Purpose: Understanding how the pancreas changes is critical for detecting deviations in type 2 diabetes and other pancreatic disease. We measure pancreas size and shape using morphological measurements from ages 0 to 90. Our goals are to 1) identify reliable clinical imaging modalities for AI-based pancreas measurement, 2) establish normative morphological aging trends, and 3) detect potential deviations in type 2 diabetes. Approach: We analyzed a clinically acquired dataset of 2533 patients imaged with abdominal CT or MRI. We resampled the scans to 3mm isotropic resolution, segmented the pancreas using automated methods, and extracted 13 morphological pancreas features across the lifespan. First, we assessed CT and MRI measurements to determine which modalities provide consistent lifespan trends.
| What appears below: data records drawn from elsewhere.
PR #3599, opened 2025-08-03
fix: `VirtualArray`'s deep copy + accidental `.data` access

ikrommyd:
`.copy()` of an `ndarray` is a deep copy. It should be like that for `VirtualArray` too.
Also `ak.merge_union_of_records` asks for `.data` in two lines when the objects it asks for the `.data` attribute are already buffers (not `ak.contents.Content` or `ak.index.Index`). This accidentally returns a `memoryview` object which numpy and cupy can handle in `asarray`, but It doesn't look intended. Also the buffers of other backends don't implement a `.data` property which means this won't work for virtual and typetracer arrays.

- [x] VirtualArray's .copy() should be a deep copy
- [x] handle VirtualArray correctly by removing accidental .data access in ak.merge_union_of_records

### DIFF
--- a/src/awkward/operations/ak_merge_union_of_records.py
+++ b/src/awkward/operations/ak_merge_union_of_records.py
@@ -90,8 +90,8 @@ def _impl(array, axis, highlevel, behavior, attrs):
         # Build unions for each field
         outer_field_contents = []
         for field in all_fields:
-            field_tags = nplike.asarray(tags.data, copy=True)
-            field_index = nplike.asarray(index.data, copy=True)
+            field_tags = nplike.asarray(tags, copy=True)
+            field_index = nplike.asarray(index, copy=True)
 
             # Build contents for union representing current field
             field_contents = [c.content(field) for c in contents if c.has_field(field)]
--- a/src/awkward/_nplikes/virtual.py
+++ b/src/awkward/_nplikes/virtual.py
@@ -209,7 +209,7 @@ class VirtualArray(NDArrayOperatorsMixin, ArrayLike):
         return self._nplike
 
     def copy(self) -> VirtualArray:
-        return copy.copy(self)
+        return copy.deepcopy(self)
 
     def tolist(self) -> list:
         return self.materialize().tolist()  # type: ignore[attr-defined]
--- a/tests/test_3364_virtualarray.py
+++ b/tests/test_3364_virtualarray.py
@@ -436,6 +436,7 @@ def test_copy(virtual_array):
     assert copy.dtype == virtual_array.dtype
     assert not copy.is_materialized  # Copy should not be materialized
     assert id(copy) != id(virtual_array)  # Different objects
+    assert copy._generator is not virtual_array._generator
 
 
 # Test tolist
--- a/tests/test_3475_virtualarray_unknown_length.py
+++ b/tests/test_3475_virtualarray_unknown_length.py
@@ -367,7 +367,7 @@ def test_copy(virtual_array, shape_generator_param):
     if shape_generator_param is None:
         assert copy.is_materialized
     assert id(copy) != id(virtual_array)  # Different objects
-    assert copy._generator is virtual_array._generator
+    assert copy._generator is not virtual_array._generator
 
 
 # Test tolist
--- a/tests/test_3599_remove_accidental_data_attr_in_merge_union_of_records.py
+++ b/tests/test_3599_remove_accidental_data_attr_in_merge_union_of_records.py
@@ -1,0 +1,260 @@
+# BSD 3-Clause License; see https://github.com/scikit-hep/awkward/blob/main/LICENSE
+
+from __future__ import annotations
+
+import copy
+
+import numpy as np  # noqa: F401
+
+import awkward as ak
+
+
+def virtualize(array):
+    form, length, container = ak.to_buffers(array)
+    new_container = {k: lambda v=v: v for k, v in container.items()}
+    return ak.from_buffers(copy.deepcopy(form), length, new_container)
+
+
+def test_merge_union_of_records():
+    a1 = ak.Array([{"a": 1, "b": 2}])
+    a2 = ak.Array([{"b": 3.3, "c": 4.4}])
+    c = ak.concatenate((a1, a2))
+    c = virtualize(c)
+
+    assert c.tolist() == [{"a": 1, "b": 2}, {"b": 3.3, "c": 4.4}]
+
+    assert str(c.type) == "2 * union[{a: int64, b: int64}, {b: float64, c: float64}]"
+
+    d = ak.merge_union_of_records(c)
+
+    assert d.tolist() == [{"a": 1, "b": 2, "c": None}, {"a": None, "b": 3.3, "c": 4.4}]
+
+    assert str(d.type) == "2 * {a: ?int64, b: float64, c: ?float64}"
+
+
+def test_merge_union_of_records_2():
+    a1 = ak.Array([{"a": 1, "b": 2}])
+    a2 = ak.Array([{"b": 3.3, "c": 4.4}, {"b": None, "c": None}])
+    c = ak.concatenate((a1, a2))
+    c = virtualize(c)
+
+    assert c.tolist() == [
+        {"a": 1, "b": 2},
+        {"b": 3.3, "c": 4.4},
+        {"b": None, "c": None},
+    ]
+
+    assert str(c.type) == "3 * union[{a: int64, b: int64}, {b: ?float64, c: ?float64}]"
+
+    d = ak.merge_union_of_records(c)
+
+    assert d.tolist() == [
+        {"a": 1, "b": 2, "c": None},
+        {"a": None, "b": 3.3, "c": 4.4},
+        {"a": None, "b": None, "c": None},
+    ]
+
+    assert str(d.type) == "3 * {a: ?int64, b: ?float64, c: ?float64}"
+
+
+def test_merge_union_of_records_3():
+    a1 = ak.Array([[[[{"a": 1, "b": 2}]]]])
+    a2 = ak.Array([[[[{"b": 3.3, "c": 4.4}]]]])
+    c = ak.concatenate((a1, a2), axis=-1)
+    c = virtualize(c)
+
+    assert c.tolist() == [[[[{"a": 1, "b": 2}, {"b": 3.3, "c": 4.4}]]]]
+
+    assert (
+        str(c.type)
+        == "1 * var * var * var * union[{a: int64, b: int64}, {b: float64, c: float64}]"
+    )
+
+    d = ak.merge_union_of_records(c, axis=-1)
+
+    assert d.tolist() == [
+        [[[{"a": 1, "b": 2, "c": None}, {"a": None, "b": 3.3, "c": 4.4}]]]
+    ]
+
+    assert str(d.type) == "1 * var * var * var * {a: ?int64, b: float64, c: ?float64}"
+
+
+def test_merge_option_of_records():
+    a = ak.Array([None, {"a": 1, "b": 2}])
+    a = virtualize(a)
+
+    assert str(a.type) == "2 * ?{a: int64, b: int64}"
+
+    b = ak.merge_option_of_records(a)
+
+    assert b.tolist() == [{"a": None, "b": None}, {"a": 1, "b": 2}]
+
+    assert str(b.type) == "2 * {a: ?int64, b: ?int64}"
+
+
+def test_merge_option_of_records_2():
+    a = ak.Array([None, {"a": 1, "b": 2}, {"a": None, "b": None}])
+    a = virtualize(a)
+
+    assert str(a.type) == "3 * ?{a: ?int64, b: ?int64}"
+
+    b = ak.merge_option_of_records(a)
+
+    assert b.tolist() == [
+        {"a": None, "b": None},
+        {"a": 1, "b": 2},
+        {"a": None, "b": None},
+    ]
+
+    assert str(b.type) == "3 * {a: ?int64, b: ?int64}"
+
+
+def test_merge_option_of_records_3():
+    a = ak.Array([[[[None, {"a": 1, "b": 2}]]]])
+    a = virtualize(a)
+
+    assert str(a.type) == "1 * var * var * var * ?{a: int64, b: int64}"
+
+    b = ak.merge_option_of_records(a, axis=-1)
+
+    assert b.tolist() == [[[[{"a": None, "b": None}, {"a": 1, "b": 2}]]]]
+
+    assert str(b.type) == "1 * var * var * var * {a: ?int64, b: ?int64}"
+
+
+def test_indexed():
+    x = ak.to_layout([{"a": 1, "b": 2}])
+    y = ak.contents.IndexedArray(
+        ak.index.Index64([1]), ak.to_layout([{"c": 13, "b": 15}, {"c": 3, "b": 5}])
+    )
+
+    z = ak.concatenate((x, y))
+    z = virtualize(z)
+
+    assert z.tolist() == [
+        {"a": 1, "b": 2},
+        {"c": 3, "b": 5},
+    ]
+    assert z.type == ak.types.ArrayType(
+        ak.types.UnionType(
+            [
+                ak.types.RecordType(
+                    [ak.types.NumpyType("int64"), ak.types.NumpyType("int64")],
+                    ["a", "b"],
+                ),
+                ak.types.RecordType(
+                    [ak.types.NumpyType("int64"), ak.types.NumpyType("int64")],
+                    ["c", "b"],
+                ),
+            ]
+        ),
+        2,
+    )
+
+    w = ak.merge_union_of_records(z)
+    assert w.type == ak.types.ArrayType(
+        ak.types.RecordType(
+            [
+                ak.types.OptionType(ak.types.NumpyType("int64")),
+                ak.types.NumpyType("int64"),
+                ak.types.OptionType(ak.types.NumpyType("int64")),
+            ],
+            ["a", "b", "c"],
+        ),
+        2,
+    )
+    assert w.tolist() == [{"a": 1, "b": 2, "c": None}, {"a": None, "b": 5, "c": 3}]
+
+
+def test_option():
+    x = ak.to_layout([{"a": 1, "b": 2}])
+    y = ak.to_layout([{"c": 3, "b": 5}, None])
+
+    z = ak.concatenate((x, y))
+    z = virtualize(z)
+
+    assert z.tolist() == [{"a": 1, "b": 2}, {"c": 3, "b": 5}, None]
+    assert z.type == ak.types.ArrayType(
+        ak.types.UnionType(
+            [
+                ak.types.OptionType(
+                    ak.types.RecordType(
+                        [ak.types.NumpyType("int64"), ak.types.NumpyType("int64")],
+                        ["a", "b"],
+                    )
+                ),
+                ak.types.OptionType(
+                    ak.types.RecordType(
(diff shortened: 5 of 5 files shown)


src/awkward/operations/ak_merge_union_of_records.py
```diff
@@ -90,8 +90,8 @@ def invert_record_union(
         # Build unions for each field
         outer_field_contents = []
         for field in all_fields:
-            field_tags = nplike.asarray(tags.data, copy=True)
-            field_index = nplike.asarray(index.data, copy=True)
+            field_tags = nplike.asarray(tags, copy=True)
+            field_index = nplike.asarray(index, copy=True)
```
ikrommyd, line 94: `tags` and `index` here are already "buffers" (`ndarray`, `TypeTracerArray`, `VirtualArray` etc). Not all of them implement a `.data` attribute which in numpy and cupy return a `memoryview` which accidentally `asarray` can handle.

ianna: The `tags` and `index` of a `UnionArray` layout can only be `Index` by definition.

ikrommyd: Indeed but the name is a bit misleading here. The function is meant to take their buffers as input. See the following lines that call this function:
https://github.com/scikit-hep/awkward/blob/2ca5ccd578d901e7dcfea1cde13c2ac79b13f872/src/awkward/operations/ak_merge_union_of_records.py#L257
https://github.com/scikit-hep/awkward/blob/2ca5ccd578d901e7dcfea1cde13c2ac79b13f872/src/awkward/operations/ak_merge_union_of_records.py#L284
https://github.com/scikit-hep/awkward/blob/2ca5ccd578d901e7dcfea1cde13c2ac79b13f872/src/awkward/operations/ak_merge_union_of_records.py#L289

ianna: Good catch! Could you please add a test where it fails before the fix? Thanks

ikrommyd: It wouldn't fail for numpy/cupy backends because `numpy/cupy.ndarray` implement `.data` and `asarray` works on them.
```py
In [1]: import numpy as np

In [2]: x = np.arange(10)

In [3]: x.data
Out[3]: <memory at 0x105ebd480>

In [4]: np.asarray(x.data)
Out[4]: array([0, 1, 2, 3, 4, 5, 6, 7, 8, 9])
```
It does fail for virtual and jax for example so I will add a test where I construct a virtual array by hand here. I will also add a test for jax in the other PR that targets the jax dev branch.

ianna: Thanks, ak.merge union of records for virtual arrays is sufficient.

ikrommyd:
Added tests but ci will fail until https://github.com/scikit-hep/awkward/pull/3600 is merged

ianna:
> Added tests but ci will fail until #3600 is merged

Thanks! Please add the changes from #3600 to this PR - it's all `VirualArray`-related bug fixes.

ikrommyd:
> > Added tests but ci will fail until #3600 is merged
> 
> Thanks! Please add the changes from #3600 to this PR - it's all `VirualArray`-related bug fixes.

Uhhmm I think this makes it less clear. This PR just removes a `.data` which shouldn't be there in the first place. It's not a virtual array related PR, It just happens that it doesn't work for virtual arrays because they don't implement `.data`. But the typetracer doesn't either, nor any other array likes apart from numpy/cupy `ndarray`.

ianna:
> > > Added tests but ci will fail until #3600 is merged
> > 
> > 
> > Thanks! Please add the changes from #3600 to this PR - it's all `VirualArray`-related bug fixes.
> 
> Uhhmm I think this makes it less clear. This PR just removes a `.data` which shouldn't be there in the first place. It's not a virtual array related PR, It just happens that it doesn't work for virtual arrays because they don't implement `.data`. But the typetracer doesn't either, nor any other array likes apart from numpy/cupy `ndarray`.

I see your point, but I actually think keeping these changes together is clearer in this case. The `.data` fix is small, but it directly revealed the `VirtualArray` bug, and the tests won’t pass without the related fix from #3600 anyway. Splitting them just fragments the context and creates unnecessary back-and-forth.

Let’s keep this as a single PR that cleanly fixes the root issue and demonstrates it with tests.

ikrommyd:
I put everything here and closed https://github.com/scikit-hep/awkward/pull/3600

ikrommyd:
This is what the copy change fixes btw:
```
In [1]: import awkward as ak
   ...: import numpy as np
   ...:
   ...:
   ...: numpy = Numpy.instance()
   ...:
   ...: def shape_generator():
   ...:     return (10,)
   ...:
   ...: def data_generator():
   ...:

In [2]: v.materialize()
CALLING DATA GENERATOR!
Out[2]: array([0, 1, 2, 3, 4, 5, 6, 7, 8, 9], dtype=int32)

In [3]: v2 = v.copy()

In [4]: v2[0] = 111

In [5]: v

In [6]: v2
Out[6]: VirtualArray(array=[111   1   2   3   4   5   6   7   8   9], dtype('int32'), shape=(10,))
```

ianna:
> This is what the copy change fixes btw:
> 
> ```
> In [1]: import awkward as ak
>    ...: import numpy as np
>    ...:
>    ...: from awkward._nplikes.virtual import VirtualArray, materialize_if_virtual
>    ...: from awkward._nplikes.numpy import Numpy
>    ...: from awkward._nplikes.shape import unknown_length
>    ...:
>    ...: numpy = Numpy.instance()
>    ...:
>    ...: def shape_generator():
>    ...:     print("CALLING SHAPE GENERATOR!")
>    ...:     return (10,)
>    ...:
>    ...: def data_generator():
>    ...:     print("CALLING DATA GENERATOR!")
>    ...:     return np.array([0, 1, 2, 3, 4, 5, 6, 7, 8, 9], dtype=np.int32)
>    ...:
>    ...: v = VirtualArray(numpy, (unknown_length,), np.int32, data_generator, shape_generator)
> 
> In [2]: v.materialize()
> CALLING DATA GENERATOR!
> Out[2]: array([0, 1, 2, 3, 4, 5, 6, 7, 8, 9], dtype=int32)
> 
> In [3]: v2 = v.copy()
> 
> In [4]: v2[0] = 111
> 
> In [5]: v
> Out[5]: VirtualArray(array=[111   1   2   3   4   5   6   7   8   9], dtype('int32'), shape=(10,))
> 
> In [6]: v2
> Out[6]: VirtualArray(array=[111   1   2   3   4   5   6   7   8   9], dtype('int32'), shape=(10,))
> ```

There is already a deep copy solution for that:

```python
>>> v
VirtualArray(array=[0 1 2 3 4 5 6 7 8 9], dtype('int32'), shape=(10,))
>>> v2 = ak.copy(v)
>>> v2
VirtualArray(array=[0 1 2 3 4 5 6 7 8 9], dtype('int32'), shape=(10,))
>>> v[0]=10
>>> v2
VirtualArray(array=[0 1 2 3 4 5 6 7 8 9], dtype('int32'), shape=(10,))
>>> v
VirtualArray(array=[10  1  2  3  4  5  6  7  8  9], dtype('int32'), shape=(10,))
```

The bigger issue is the following. Since Awkward Arrays are immutable by design, explicit copying is only necessary when you want to ensure no shared underlying memory (e.g. copying from a NumPy-backed array that may be mutated externally). I'm not convinced that we should allow users to mutate awkward arrays (even if they are virtual). 

Also this is kind of bad behavior:
```python
>>> v
VirtualArray(array=UNMATERIALIZED, dtype('int32'), shape=(awkward._nplikes.shape.unknown_length,))
>>> v.materialize()
array([0, 1, 2, 3, 4, 5, 6, 7, 8, 9], dtype=int32)
>>> v[0]
np.int32(0)
>>> v[0] = 1.1
>>> v
VirtualArray(array=[1 1 2 3 4 5 6 7 8 9], dtype('int32'), shape=(10,))
```

ikrommyd:
`VirtualArray` is not an awkward array. It's a "buffer". It should behave identically to a `np.ndarray` or a `cupy.ndarray`. The awkward codebase wants for good reason in multiple places to copy such buffers and uses `.copy()` on them. This has nothing to do with highlevel `ak.copy`. Therefore `.copy()` should behave similarly for `VirtualArray` as it does for `ndarray`. The user is never going to manually copy a `VirtualArray`. They don't ever see them. It's about making them behave like `ndarray`s because that's what they should behave like.

`ak.copy` deepcopies indeed because all it does it call `copy.deepcopy` on the input. So it can copy anything that implements `__deepcopy__` and that doesn't have to be an awkward array. This `.copy()` change is only about `VirtualArray.copy()` which should be a deepcopy because it's a deep copy for `numpy/cupy.ndarray`.

pfackeldey:
> > This is what the copy change fixes btw:
> > ```
> > In [1]: import awkward as ak
> >    ...: import numpy as np
> >    ...:
> >    ...: from awkward._nplikes.virtual import VirtualArray, materialize_if_virtual
> >    ...: from awkward._nplikes.numpy import Numpy
> >    ...: from awkward._nplikes.shape import unknown_length
> >    ...:
> >    ...: numpy = Numpy.instance()
> >    ...:
> >    ...: def shape_generator():
> >    ...:     print("CALLING SHAPE GENERATOR!")
> >    ...:     return (10,)
> >    ...:
> >    ...: def data_generator():
> >    ...:     print("CALLING DATA GENERATOR!")
> >    ...:     return np.array([0, 1, 2, 3, 4, 5, 6, 7, 8, 9], dtype=np.int32)
> >    ...:
> >    ...: v = VirtualArray(numpy, (unknown_length,), np.int32, data_generator, shape_generator)
> > 
> > In [2]: v.materialize()
> > CALLING DATA GENERATOR!
> > Out[2]: array([0, 1, 2, 3, 4, 5, 6, 7, 8, 9], dtype=int32)
> > 
> > In [3]: v2 = v.copy()
> > 
> > In [4]: v2[0] = 111
> > 
> > In [5]: v
> > Out[5]: VirtualArray(array=[111   1   2   3   4   5   6   7   8   9], dtype('int32'), shape=(10,))
> > 
> > In [6]: v2
> > Out[6]: VirtualArray(array=[111   1   2   3   4   5   6   7   8   9], dtype('int32'), shape=(10,))
> > ```
> 
> There is already a deep copy solution for that:
> 
> ```python
> >>> v
> VirtualArray(array=[0 1 2 3 4 5 6 7 8 9], dtype('int32'), shape=(10,))
> >>> v2 = ak.copy(v)
> >>> v2
> VirtualArray(array=[0 1 2 3 4 5 6 7 8 9], dtype('int32'), shape=(10,))
> >>> v[0]=10
> >>> v2
> VirtualArray(array=[0 1 2 3 4 5 6 7 8 9], dtype('int32'), shape=(10,))
> >>> v
> VirtualArray(array=[10  1  2  3  4  5  6  7  8  9], dtype('int32'), shape=(10,))
> ```
> 
> The bigger issue is the following. Since Awkward Arrays are immutable by design, explicit copying is only necessary when you want to ensure no shared underlying memory (e.g. copying from a NumPy-backed array that may be mutated externally). I'm not convinced that we should allow users to mutate awkward arrays (even if they are virtual).
> 
> Also this is kind of bad behavior:
> 
> ```python
> >>> v
> VirtualArray(array=UNMATERIALIZED, dtype('int32'), shape=(awkward._nplikes.shape.unknown_length,))
> >>> v.materialize()
> array([0, 1, 2, 3, 4, 5, 6, 7, 8, 9], dtype=int32)
> >>> v[0]
> np.int32(0)
> >>> v[0] = 1.1
> >>> v
> VirtualArray(array=[1 1 2 3 4 5 6 7 8 9], dtype('int32'), shape=(10,))
> ```

I think this not about a highlevel interface for users to copy things. This fix is needed because awkward-array itself does inplace mutation and copies. We have to make sure that VirtualArrays behave in these operations the same as numpy arrays, and this PR goes in this direction / does that. 
I haven't looked at it thoroughly yet, but I wanted to clarify that this is not about `ak.copy` or a highlevel functionality that users will ever see/work with.

ikrommyd:
> Also this is kind of bad behavior:
> 
> ```python
> >>> v
> VirtualArray(array=UNMATERIALIZED, dtype('int32'), shape=(awkward._nplikes.shape.unknown_length,))
> >>> v.materialize()
> array([0, 1, 2, 3, 4, 5, 6, 7, 8, 9], dtype=int32)
> >>> v[0]
> np.int32(0)
> >>> v[0] = 1.1
> >>> v
> VirtualArray(array=[1 1 2 3 4 5 6 7 8 9], dtype('int32'), shape=(10,))
> ```

This is not our choice. This is standard numpy behavior
```py
In [3]: x = np.arange(10, dtype=np.int32)

In [4]: x
Out[4]: array([0, 1, 2, 3, 4, 5, 6, 7, 8, 9], dtype=int32)

In [5]: x[0] = 1.1

In [6]: x
Out[6]: array([1, 1, 2, 3, 4, 5, 6, 7, 8, 9], dtype=int32)
```

ianna:
> > Also this is kind of bad behavior:
> > ```python
> > >>> v
> > VirtualArray(array=UNMATERIALIZED, dtype('int32'), shape=(awkward._nplikes.shape.unknown_length,))
> > >>> v.materialize()
> > array([0, 1, 2, 3, 4, 5, 6, 7, 8, 9], dtype=int32)
> > >>> v[0]
> > np.int32(0)
> > >>> v[0] = 1.1
> > >>> v
> > VirtualArray(array=[1 1 2 3 4 5 6 7 8 9], dtype('int32'), shape=(10,))
> > ```
> 
> This is not our choice. This is standard numpy behavior
> 
> ```python
> In [3]: x = np.arange(10, dtype=np.int32)
> 
> In [4]: x
> Out[4]: array([0, 1, 2, 3, 4, 5, 6, 7, 8, 9], dtype=int32)
> 
> In [5]: x[0] = 1.1
> 
> In [6]: x
> Out[6]: array([1, 1, 2, 3, 4, 5, 6, 7, 8, 9], dtype=int32)
> ```

This is our choice:
```python
>>> array = ak.Array([1,2,3,4,5])
>>> array
<Array [1, 2, 3, 4, 5] type='5 * int64'>
>>> array[0]=0
  File "<python-input-30>", line 1, in <module>
    array[0]=0
    ~~~~~^^^
  File "/Users/yana/Projects/refactoring/original/awkward/src/awkward/highlevel.py", line 1193, in __setitem__
         ~~~~~~~~~~~~~~~~~~~~~~~~~~~~~~~~^
        "ak.Array.__setitem__",
        ^^^^^^^^^^^^^^^^^^^^^^^
        (self,),
        ^^^^^^^^
        {"where": where, "what": what},
        ^^^^^^^^^^^^^^^^^^^^^^^^^^^^^^^
    ):
    ^
  File "/Users/yana/Projects/refactoring/original/awkward/src/awkward/_errors.py", line 80, in __exit__
  File "/Users/yana/Projects/refactoring/original/awkward/src/awkward/highlevel.py", line 1202, in __setitem__
    raise TypeError("only fields may be assigned in-place (by field name)")
TypeError: only fields may be assigned in-place (by field name)

    ak.Array.__setitem__(
        <Array [1, 2, 3, 4, 5] type='5 * int64'>
        where = 0
        what = 0
    )
```

ikrommyd:
I think there is some confusion here in the whole discussion, a `VirtualArray` is not a high-level array. It's a "buffer". It behaves and should behave like a numpy `ndarray`. An awkward `Array` is a high-level array with different rules. They are not to be confused with each other. `VirtualArray`s are buffers like the ones you get when you call `ak.to_buffers` on an awkward array. They take the place of `array([0, 3, 3, 5])` and `array([1, 2, 3, 4, 5])` below
```
In [1]: import awkward as ak
ak
In [2]: array = ak.Array([[1,2,3], [], [4,5]])

In [3]: ak.to_buffers(array)
Out[3]:
(ListOffsetForm('i64', NumpyForm('int64', form_key='node1'), form_key='node0'),
 3,
 {'node0-offsets': array([0, 3, 3, 5]), 'node1-data': array([1, 2, 3, 4, 5])})
 ```

pfackeldey:
> > > Also this is kind of bad behavior:
> > > ```python
> > > >>> v
> > > VirtualArray(array=UNMATERIALIZED, dtype('int32'), shape=(awkward._nplikes.shape.unknown_length,))
> > > >>> v.materialize()
> > > array([0, 1, 2, 3, 4, 5, 6, 7, 8, 9], dtype=int32)
> > > >>> v[0]
> > > np.int32(0)
> > > >>> v[0] = 1.1
> > > >>> v
> > > VirtualArray(array=[1 1 2 3 4 5 6 7 8 9], dtype('int32'), shape=(10,))
> > > ```
> > 
> > 
> > This is not our choice. This is standard numpy behavior
> > ```python
> > In [3]: x = np.arange(10, dtype=np.int32)
> > 
> > In [4]: x
> > Out[4]: array([0, 1, 2, 3, 4, 5, 6, 7, 8, 9], dtype=int32)
> > 
> > In [5]: x[0] = 1.1
> > 
> > In [6]: x
> > Out[6]: array([1, 1, 2, 3, 4, 5, 6, 7, 8, 9], dtype=int32)
> > ```
> 
> This is our choice:
> 
> ```python
> >>> array = ak.Array([1,2,3,4,5])
> >>> array
> <Array [1, 2, 3, 4, 5] type='5 * int64'>
> >>> array[0]=0
> Traceback (most recent call last):
>   File "<python-input-30>", line 1, in <module>
>     array[0]=0
>     ~~~~~^^^
>   File "/Users/yana/Projects/refactoring/original/awkward/src/awkward/highlevel.py", line 1193, in __setitem__
>     with ak._errors.OperationErrorContext(
>          ~~~~~~~~~~~~~~~~~~~~~~~~~~~~~~~~^
>         "ak.Array.__setitem__",
>         ^^^^^^^^^^^^^^^^^^^^^^^
>         (self,),
>         ^^^^^^^^
>         {"where": where, "what": what},
>         ^^^^^^^^^^^^^^^^^^^^^^^^^^^^^^^
>     ):
>     ^
>   File "/Users/yana/Projects/refactoring/original/awkward/src/awkward/_errors.py", line 80, in __exit__
>     raise self.decorate_exception(exception_type, exception_value)
>   File "/Users/yana/Projects/refactoring/original/awkward/src/awkward/highlevel.py", line 1202, in __setitem__
>     raise TypeError("only fields may be assigned in-place (by field name)")
> TypeError: only fields may be assigned in-place (by field name)
> 
> This error occurred while calling
> 
>     ak.Array.__setitem__(
>         <Array [1, 2, 3, 4, 5] type='5 * int64'>
>         where = 0
>         what = 0
>     )
> ```

No, a `VirtualArray` _is not_ a highlevel `ak.Array`, and _can't be used like that_. A `VirtualArray` has the same purpose as a `np.array`, a `cp.array`, a `TypeTracerArray()`, or a `PlaceHolderArray()`. It's what we refer to as a "buffer" that lives on the leaves of a layout. Thus, it has to behave like those as well, e.g. like a `np.array` for the cpu backend. If `np.array` allows inplace mutation and copying, we have to allow it in the same way here for `VirtualArrays`, otherwise awkward-array will silently do things wrong or error where it shouldn't as soon as a layout interacts with this buffer type.

ariostas:
@ikrommyd It seems like this PR broke something. See [here](https://github.com/scikit-hep/awkward/actions/runs/17240823215/job/48917271035#step:16:3514)

ikrommyd:
@ariostas Ah it must have been a combination of this + Peter setting the generator to `assert_never` in another PR upon materialization. This is why it's recommended to rebase PRs to main before merging. Will fix as soon as @ianna is done with merging PRs

ikrommyd:
Fix in https://github.com/scikit-hep/awkward/pull/3631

Second, we characterized distributions of normative morphological patterns stratified by age group and sex. Third, we used GAMLSS regression to model pancreas morphology trends in 1350 patients matched for age, sex, and type 2 diabetes status to identify any deviations from normative aging associated with type 2 diabetes. Results: When adjusting for confounders, the aging trends for 10 of 13 morphological features were significantly different between patients with type 2 diabetes and non-diabetic controls (p < 0.05 after multiple comparisons corrections). Additionally, MRI appeared to yield different pancreas measurements than CT using our AI-based method. Conclusions: We provide lifespan trends demonstrating that the size and shape of the pancreas is altered in type 2 diabetes using 675 control patients and 675 diabetes patients. Moreover, our findings reinforce that the pancreas is smaller in type 2 diabetes. Additionally, we contribute a reference of lifespan pancreas morphology from a large cohort of non-diabetic control patients in a clinical setting.